Bogowie i pionki, albo GAME (nie całkiem) OVER! (2) - EPILOG
[EPILOG]
Odprężyłam się wygodnie w moim fotelu i wzięłam łyka kawy z porcelanowej filiżanki. Spojrzałam na zegarek... CO? Już po północy? Do pisania zasiadłam o 9 rano, nie wiedziałam, że zejdzie mi aż tak długo... Nie byłam jednak do końca zadowolona z efektu końcowego. Nigdy nie jest tak, że twój artystyczny wytwór w pełni cię satysfakcjonuje. Podobno wieczne niezadowolenie i ogromna doza samokrytycyzmu znamionują dobrego pisarza... A przynajmniej - lepszego, niż przeciętny.
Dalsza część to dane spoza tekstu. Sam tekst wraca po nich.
PR #1312, opened 2026-06-10
fix(#1919): re-base nativeStrHelperImportBase when late-import shifts repair the native-string helpers

ttraenkler:
Slice 2 of #1919 — the `__str_flatten` sub-bucket (~165 standalone invalid-Wasm test262 binaries: `call[0] expected (ref null N), found i32.const`).

## Root cause
Two shift regimes overlap. When an `ensureLateImport` batch lands, `shiftLateImportIndices` repairs the native-string helper map AND the helper bodies — but did not advance `nativeStrHelperImportBase`. The next `reconcileNativeStrFinalizeShift` computed `added = numImportFuncs - base` over the SAME imports and re-applied the delta: `__str_flatten`'s internal `call __str_copy_tree` ended one slot high (calling itself); dead-import elimination preserved the skew into the final binary.

## Fix
- `shiftLateImportIndices` and `addStringImports`' inline shift re-base `nativeStrHelperImportBase = numImportFuncs` after repairing the helpers (mirrors `addUnionImports`' inline shift since #1677-fast-path). Base stays -1 on the default GC path — host mode is a hard no-op (#618 hazard).
- `ensureNativeStringHelpers` settles any pending late-import batch before baking funcIdx values (same #1919 slice-1 guard as `ensureObjectRuntime`).

## Validation (fork has no CI)
- `tests/issue-1919-strflatten.test.ts` — 3/3 pass (standalone, wasi, host-guard)
- Representative `set-access-of-missing-private-setter.js` now compiles + instantiates + returns 1 (was: invalid Wasm)
- `node scripts/equivalence-gate.mjs`: 3 flagged entries are load flakes — none reproduce in solo runs on the branch; "basic arithmetic" (38s timeout) also fails on main solo. Solo failure sets: main 12, branch 11 (strict subset).
- `tests/issue-1923.test.ts`: end-to-end Uint8Array timeout is pre-existing on main (49s there too) — #1915 territory, not this PR.

Issue table re-measured on main 3b8013d37 and updated in the issue file.


ttraenkler:
Closing as superseded: this branch's fix landed on the ttraenkler/js2 fork (PR ttraenkler/js2#6) and reaches this repo through the consolidated sync-back PR #1313 — keeping both open would double-apply the same commits. The PR itself was opened against this repo by accident (a stale `gh-resolved` default in the fork's git config, since fixed). Follow-up #1919 slices will arrive as individual PRs here per the new workflow.

PR #1325, opened 2026-06-11
fix(#1998,#1997): Array.prototype.join element coercion + toString

ttraenkler:
## Summary

Fixes two related `Array.prototype` string-conversion bugs.

**#1998 — `join` traps "illegal cast" on non-numeric elements.** Raw array
elements flowed straight into the `wasm:js-string` `concat` builtin, which
requires string operands, so any `externref`/any-typed element trapped. Each
element is now stringified per §23.1.3.18 step 7.c/d before `concat`:

- **externref/ref elements** route through a new `__extern_join_str` host
  import: `undefined`/`null` → `""`, else `ToString`, recursing into nested
  WasmGC vecs (so `[[1,2],[3]]` → `"1,2,3"`).
- **f64 vecs** substitute `""` for the undefined/hole sNaN sentinel
  (`0x7FF00000DEADC0DE`), while a *genuine* `NaN` (distinct bit pattern) still
  renders `"NaN"`.
- `number_toString` is ensured on demand for `any[]` receivers (the up-front
  import collection only fired for statically-numeric receivers), and the
  default `","` separator + empty-string constant are registered so no-arg
  `join()` and empty arrays produce a real string instead of a `null` that
  traps in `concat`.

**#1997 — `Array.prototype.toString()` returned `"[object Array]"`.**
§23.1.3.36 delegates to `join` with the default `","` separator. Added
`toString` to `ARRAY_METHODS` and routed it to the same lowering as `join`.

Late-import index shifts are settled (`ensureLateImport` + `flushLateImportShifts`)
before any `funcIdx` is captured, so `concatIdx`/`toStrIdx` stay correct.

## Repros (all now match Node)

| Expression | Before | After |
|---|---|---|
| `([10,9] as any[]).join(",")` | trap | `"10,9"` |
| `[1,undefined,2].join("-")` | trap | `"1--2"` |
| `[1,null,2].join("-")` | trap | `"1--2"` |
| `[1,,3].join(",")` | trap | `"1,,3"` |
| `[1,NaN,2].join("-")` | — | `"1-NaN-2"` |
| `([[1,2],[3]] as any[]).toString()` | `"[object Array]"` | `"1,2,3"` |
| `[1,2,3].toString()` | `"[object Array]"` | `"1,2,3"` |
| `[].toString()` | — | `""` |

## Tests

`tests/issue-1998.test.ts` — 14 equivalence cases (any / undefined / null /
hole / NaN / empty join, nested + empty toString, numeric & string
non-regression). Related suites green: #1215, #1286, array-prototype-methods.

## Out of scope (separate issues)

- Boolean elements still render `1`/`0` (pre-existing i32 storage — confirmed
  on clean upstream).
- `Array(3).join(",")` → `"0,0,0"` instead of `",,"` (the constructor
  materialises dense zeros — #2000).


ttraenkler:

I re-ran this PR against the freshly-promoted baseline (`bcf6ea3e`, 31075/43135 host) and reproduced the diff locally with `scripts/diff-test262.ts`. The regression counts are **identical before and after the baseline refresh**, so this is a genuine regression from this PR's own changes, **net -2 pass**. The gate is correctly blocking the merge until it's fixed.

**What broke:** Array.prototype.toString / Array `[object Array]` string conversion

```
test/built-ins/Array/length/S15.4.2.2_A1.1_T2.js → fail (returned 2 — assert #1 at L16: assert.sameValue(x.toString(), "[object Array]...)
test/built-ins/Array/S15.4.1_A1.1_T2.js → fail (returned 2 — assert #1 at L15: assert.sameValue(x.toString(), "[object Array]...)
test/built-ins/Array/S15.4.2.1_A1.1_T2.js → fail (returned 2 — assert #1 at L15: assert.sameValue(x.toString(), "[object Array]...)
```

PR #1313, opened 2026-06-11
sync: fork work-back — index-shift validation, flush guards, deep-audit issues, ratified specs

ttraenkler:
Syncs back everything developed on the ttraenkler/js2 fork (which merged loopdive/js2 main at cae704dc1, so this diff is the fork's net contribution):

**Compiler fixes (validated locally; full suites green on the fork):**
- `#1923`-class structural work: always-on emit-time index validation inline at encoder write sites (`src/emit/binary.ts`) — converts the recurring `u32 out of range: -1` late-import index-shift class into named, located codegen errors. Measured overhead statistically zero (inline checks; the separate-walk variant cost ~15% and was rejected). 23 new tests.
- `#1919` slice 1: flush pending late-import batches before native defined-function registration (`ensureObjectRuntime` + `addUnionImports` guards) — fixes the `__obj_find` invalid-Wasm bucket (146 standalone test262 rows) whose root cause was an over-shift of freshly-baked helper indices, not a key-type bug.
- `fix(scripts)`: 256 MiB maxBuffer on `update-issues.mjs`'s git-log spawn (ENOBUFS on full-history clones — supersedes #1303 if this merges first).
- `fix(hooks)`: resolve hook scripts via `$CLAUDE_PROJECT_DIR`.

**Ratified architecture specs (plan-only; supersedes #1304 if this merges first):**
- BigInt i64-brand ValType decision (option (a), with the #1919 i64-bucket attribution: it's the index-shift class, not BigInt)
- Per-backend dynamic-value representation (slices G1–G5)
- BackendEmitter legalization boundary (slices L1–L5)

**Issue filings:** standalone-gap review issues, sprint-61 merged-PR code-review follow-ups, a 55-bug deep-audit sweep (#1929–#1983), and the index-shift child issues — renumbered twice to stay collision-free against this repo's namespace (fork-local #1915 → #2029; #1955/#1956 → #1984/#1985). The large deletion count is a truncated `test262-run.log` and regenerated standalone report.

I kept the fork's history linear over your main; this PR is the reconciliation point. Happy to split it if you prefer reviewing the src/ changes separately from the plan/ batch.

🤖 Generated with [Claude Code](https://claude.com/claude-code)

PR #1330, opened 2026-06-11
feat(#2043): index-shift class hardening — always-on emit validation, flush guards, strflatten rebase

ttraenkler:
Granular sync from the ttraenkler/js2 fork — first of the per-topic splits of #1313.

**Code:**
- Always-on, per-index-space validation inline at the encoder write sites (`src/emit/binary.ts`): every function/type/global/local/tag/table index write is range-checked, turning the recurring late-import index-shift class (#1809/#1839/#1602/#1886/#1666/#1677 history) from an opaque `u32 out of range: -1` encoder crash — or worse, silently-wrong indices — into a named, located codegen error. Inline placement measured statistically-zero overhead (a separate pre-emit walk cost ~15% and was rejected; details in the #2043 issue file).
- Flush pending late-import batches before native defined-function registration (`ensureObjectRuntime`, `addUnionImports`): fixes the over-shift that produced the standalone `__obj_find` (146 test262 rows) and arguments-arity (93 rows) invalid-Wasm buckets.
- `nativeStrHelperImportBase` re-base when shifts repair native-string helpers: fixes the `__str_flatten` bucket (~165 rows).

**Tests:** 23 validation tests + flush-guard regression + strflatten regression (all green on the fork; the fork also ran the standalone repro acceptance: `class A extends Uint8Array {}` now reports `global index out of range … at function 'MyArr_new'` instead of the raw RangeError).

**Plan:** the issue family for the class — #2043 ratified design, #2039 signature-split bucket, #2029 producer diagnosis, #1984/#1985 follow-up slices. Numbers are post-renumber and collision-free with this repo's #1916–#1950.


ttraenkler:

PR #1335, opened 2026-06-11
feat(#1712): host-side vec mutators — __vec_push/__vec_pop exports + __is_vec discriminator

ttraenkler:
## Summary

**Stacked on #1327** (`issue-1712-dyn-dispatch`), which is stacked on #1307 — draft until both land; the diff then collapses to this slice's single commit.

Fixes acorn's `push is not a function` blocker (`enterScope`: `this.scopeStack.push(new Scope(flags))` through dynamic `this` dispatch — the receiver is an opaque WasmGC vec struct the host cannot grow). Three stacked defects:

1. **No host-side vec mutation**: new Wasm-side exports in `_emitVecAccessExportsInner` (`src/codegen/index.ts`): `__is_vec`, `__vec_mut_supported`, `__vec_push`, `__vec_pop` — per-vec-type ref.test dispatch chains mirroring `__vec_len`/`__vec_get`, grow on the Wasm side with the `compileArrayPush` discipline (newCap = max((len+1)*2, 4), array.new_default + array.copy + struct.set). Element coverage: externref always, f64/i32 when box/unbox imports exist; unsupported kinds return -1/0 sentinels so the runtime stays fail-loud (no silent no-op mutations).
2. **`closureBridge` wrapped DATA fields**: `_wrapForHost`'s get trap bridged ANY struct field into a callable (#1090 heuristic), so the `scopeStack` field READ returned a JS function. Vetoed via `__is_vec` — the positive discriminator (`__vec_len` can't serve: its not-a-vec default 0 is ambiguous with an empty vec; `__is_closure` can FALSE-POSITIVE on a vec whose canonicalized layout collides with a closure capture struct — observed in the 850KB acorn module).
3. **Routing**: `__extern_method_call`'s not-a-function arm routes push/pop on vec receivers through the new exports, unwrapping the receiver through both the host-proxy map and `_wasmClosureWrapperTargets`, and pushing RAW args (not host proxies) so Wasm-side element reads see the structs.

## Validation

- acorn now executes `enterScope`/`exitScope`; the parse chain advances to the next root-caused blocker (the two-shape instance member call in static `Parser.parse` — analysis in the issue file).
- `tests/issue-1712-dynamic-dispatch.test.ts` + `issue-1712-capture-closure-dispatch` pins green; typecheck clean.
- Known pre-existing, NOT addressed here (documented in the issue file): TS-typed receivers take the STATIC vec path with an unguarded checker-shape cast (`.tmp` L1/L2 probes) — separate slice.


ttraenkler:
Closing as superseded/already-merged. Both substantive commits on this branch — `3b1659bc` (acorn dynamic-dispatch chain) and `3e5d83a9` (host-side vec mutators: `__vec_push`/`__vec_pop`/`__is_vec`/`__vec_mut_supported`) — were already landed on `main` via the merged PR #1327 (merged 2026-06-11). After merging current `origin/main` into this branch, `git diff origin/main HEAD` is empty and there are no non-merge commits ahead of main: the branch is fully contained in main.

Verification on the merged tree:
- `__is_vec` / `__vec_push` / `__vec_pop` / `__vec_mut_supported` exports + runtime `__extern_method_call` push/pop dispatch are present in `src/codegen/index.ts` and `src/runtime.ts` on `origin/main`.
- `tests/issue-1712-dynamic-dispatch.test.ts` (8 tests) and `tests/issue-1712-ifelse-global-shift.test.ts` pass on the merged tree.

Nothing unique remains here to merge; closing to keep the queue clean.

PR #1339, opened 2026-06-11
fix(#2031,#2032): array dstr default+rest+short trap; computed-key object pattern binds 0

ttraenkler:
## Summary

Two destructuring spec-conformance fixes from the 2026-06-10 sweep (issue files #2031/#2032 live on PR #1315's branch, not yet on `main`). Both bugs live in `src/codegen/destructuring-params.ts`.

### #2031 — array destructuring default + rest + short source traps
`const [p, q = 9, ...rest] = [1]` threw `RuntimeError: array element access out of bounds` (Node: `p=1, q=9, rest=[]`). The rest lowering clamped `restLen = max(0, len - i)` but kept the **unclamped source offset `i`** in `array.copy(restArr, 0, srcData, i, restLen)`; WasmGC `array.copy` traps when `srcOffset > src.len` even for a zero-length copy (here `i=2 > len=1`). Default-only (`[p, q=9]`) and rest-only (`[p, ...rest]`) short sources already worked — only **default + rest + short** tripped it.

Fix: clamp the source offset to `min(i, srcLen)` so `restLen=0` copies validate; longer sources (`i <= len`) are unaffected.

### #2032 — computed-key object destructuring silently binds 0
`const k = "dyn"; const { [k]: v } = { dyn: 6 }` bound `0` (Node `6`). The struct fast path cast `element.propertyName ?? element.name` to `Identifier`; a `ComputedPropertyName` has no `.text`, so `fields.findIndex` returned `-1` and the binding was skipped, leaving the local zero-initialized.

Fix: `resolveStaticPropKey` recovers the constant string from the checker for string/number-literal-typed keys (covers `const k = "..."`, string-literal keys `["dyn"]`, and param patterns), routing them to the correct struct field. A **non-constant** computed key now reports a clear diagnostic instead of silently binding 0. Static-key destructuring is unchanged.

## Testing
- `tests/issue-2031.test.ts` — 11 cases: short/exact/longer/empty array sources with default+rest; computed keys via `const`, string-literal, function-param, and mixed-with-static bindings; loud-error path for a widened (non-constant) key. All green.
- IR fallback budget gate: OK (no unintended increases).
- `tsc --noEmit`: clean.

Issue files are on PR #1315's branch, so status is noted here rather than flipped in-tree: #2031/#2032 are **done** with this PR.


ttraenkler:

I re-ran this PR against the freshly-promoted baseline (`bcf6ea3e`, 31075/43135 host) and reproduced the diff locally with `scripts/diff-test262.ts`. The regression counts are **identical before and after the baseline refresh**, so this is a genuine regression from this PR's own changes, **net -4 pass**. The gate is correctly blocking the merge until it's fixed.

**What broke:** for-await-of and `for(;;)` destructuring on the error path (obj-ptrn-prop-eval-err) now emits compile errors

```
test/language/statements/for-await-of/async-func-dstr-const-obj-ptrn-prop-eval-err.js → compile_error
test/language/statements/for-await-of/async-func-dstr-let-obj-ptrn-prop-eval-err.js → compile_error
test/language/statements/for-await-of/async-func-dstr-var-obj-ptrn-prop-eval-err.js → compile_error
test/language/statements/for-await-of/async-gen-dstr-const-obj-ptrn-prop-eval-err.js → compile_error
test/language/statements/for-await-of/async-gen-dstr-let-obj-ptrn-prop-eval-err.js → compile_error
test/language/statements/for-await-of/async-gen-dstr-var-obj-ptrn-prop-eval-err.js → compile_error
test/language/statements/for/dstr/var-obj-ptrn-prop-eval-err.js → compile_error
```

PR #1340, opened 2026-06-11
fix(#1986,#1987): any-operand strict equality uses JS === semantics

ttraenkler:
## Problem

Strict equality (`===` / `!==`) with an `any`-typed operand was unboxed via
ToNumber and lowered to `f64.eq`, so `===` behaved **looser** than `==`:

| expr | before | node |
|---|---|---|
| `(false as any) === 0` | true | false |
| `("1" as any) === 1` | true | false |
| `(null as any) === 0` | true | false (wronger than even `==`) |
| `(true as any) === 1` | true | false |
| `(0 as any) === (-0 as any)` | false | true |

The `0 === -0` case (#1987) failed because the AnyValue numeric path split
numbers across the i32 box (tag 2) and f64 box (tag 3).

## Root cause

`compileBinaryExpression`'s externref-equality path (`src/codegen/binary-ops.ts`)
had no strict-equality branch for an `any` externref vs a typed primitive — it
fell to a numeric fallback that ToNumber-unboxes the `any` side (`null→0`,
`false→0`, `"1"→1`) and emits `f64.eq`.

## Fix

Route a strict comparison whose operands are an `any` externref and/or a known
number / null / string primitive through the existing `__host_eq` import
(JS `===`, #1065). `__host_eq` is spec-exact for §7.2.16: a type mismatch →
false, `+0 === -0` → true, `NaN !== NaN`.

**Booleans are excluded** — `coerceType(i32 → externref)` boxes a boolean as a
JS *number* (`__box_number`), so `__host_eq(true, 1)` would be false; boolean
operands keep their existing correct lowering (and a boolean `any` compared to a
boolean falls through to it). **JS-host only** — the standalone / WASI
`noJsHost` tag-dispatch path above is untouched (`#1776` still passes).

## Tests

`tests/issue-1986.test.ts` (16 tests, all pass): the four #1986 repros,
matching number / boolean / string equality, `!==` negation, the #1987 `+0`/`-0`
and `NaN` cases, plus object-identity, both-any string, and loose-`==`
regression guards. `#1065` / `#1134` / `#1776` equality suites still pass; the
`any`-heavy `#1296` analytics tests now run and pass where they were skipped.

> Two adjacent pre-existing bugs are out of scope and left untouched:
> `(null as any) == 0` (loose `==` returns true) and `(5 as any) === "5"`
> (number-any vs string traps "illegal cast") — both reproduce on `main`.

## Issue files

Issues #1986 and #1987 are part of an unmerged spec-conformance batch not yet on
any branch, so their `status: done` flip is noted here rather than committed.


ttraenkler:

I re-ran this PR against the freshly-promoted baseline (`bcf6ea3e`, 31075/43135 host) and reproduced the diff locally with `scripts/diff-test262.ts`. The regression counts are **identical before and after the baseline refresh**, so this is a genuine regression from this PR's own changes, **net -19 pass**. The gate is correctly blocking the merge until it's fixed.

**What broke:** invalid Wasm emitted for Array iteration callbacks (every/filter/find/map/reduce/some), nested destructuring, and for-in/of/await-of `let` bindings

```
test/built-ins/Array/length/S15.4.5.1_A1.3_T1.js → compile_error
test/built-ins/Array/prototype/every/15.4.4.16-4-7.js → compile_error
test/built-ins/Array/prototype/filter/15.4.4.20-4-7.js → compile_error
test/built-ins/Array/prototype/find/predicate-called-for-each-array-property.js → compile_error
test/built-ins/Array/prototype/find/return-undefined-if-predicate-returns-false-value.js → compile_error
test/built-ins/Array/prototype/findLast/predicate-called-for-each-array-property.js → compile_error
test/built-ins/Array/prototype/findLast/return-undefined-if-predicate-returns-false-value.js → compile_error
test/built-ins/Array/prototype/forEach/15.4.4.18-4-7.js → compile_error
test/built-ins/Array/prototype/map/15.4.4.19-4-7.js → compile_error
test/built-ins/Array/prototype/reduce/15.4.4.21-4-7.js → compile_error
test/built-ins/Array/prototype/reduce/15.4.4.21-5-1.js → compile_error
test/built-ins/Array/prototype/reduceRight/15.4.4.22-4-7.js → compile_error
test/built-ins/Array/prototype/reduceRight/15.4.4.22-5-1.js → compile_error
test/built-ins/Array/prototype/some/15.4.4.17-4-7.js → compile_error
test/built-ins/Array/S15.4.5.2_A3_T2.js → compile_error
test/language/expressions/assignment/dstr/array-elem-nested-array.js → compile_error
test/language/expressions/assignment/dstr/obj-prop-nested-array.js → compile_error
test/language/statements/for-await-of/let-identifier-with-newline.js → compile_error
test/language/statements/for-in/let-identifier-with-newline.js → compile_error
test/language/statements/for-of/let-identifier-with-newline.js → compile_error
```

PR #1347, opened 2026-06-11
fix(hooks): resolve hook scripts via $CLAUDE_PROJECT_DIR instead of cwd-relative paths

ttraenkler:
Granular sync from ttraenkler/js2 — splits #1313. Hook commands break when an agent's shell sits in a worktree or a deleted directory; anchoring on $CLAUDE_PROJECT_DIR makes them cwd-independent. (We hit both failure modes in practice this week.)


ttraenkler:

PR #281, opened 2022-04-11
CVSL-505: Fix 404 throwing for favicon during PDF render

smcveigh941:
Gotenberg automatically searches for a favicon at `/favicon.ico`


joelstobart-moj (approved):
LGTM

PR #282, opened 2022-04-11
CVSL-485: Assign the COM role on offender allocation

smcveigh941:
- Tested using delius wiremock
- Also simplified the endpoint verification task during integration tests by reusing the `success` logic in one place


timharrison-moj (approved):
LGTM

- Ten fragment wymaga korekty... - powiedziałam sama do siebie, zmieniając kolor czcionki w akapicie na czerwony. - Ten też... Kurwa mać.
- Widzę, że klniesz równie siarczyście, jak twoi bohaterowie! - usłyszałam za sobą nieco wrednawy męski głosik.
Odwróciłam się w obrotowym, skórzanym fotelu i oto, co ujrzałam. Widziałam to już wcześniej oczyma pisarskiej wyobraźni, teraz jednak... Ujrzałam na rzeczywiste gałki oczne tkwiące w mej czaszce.
- RAFAŁ? - zapytałam, chociaż dobrze znałam odpowiedź.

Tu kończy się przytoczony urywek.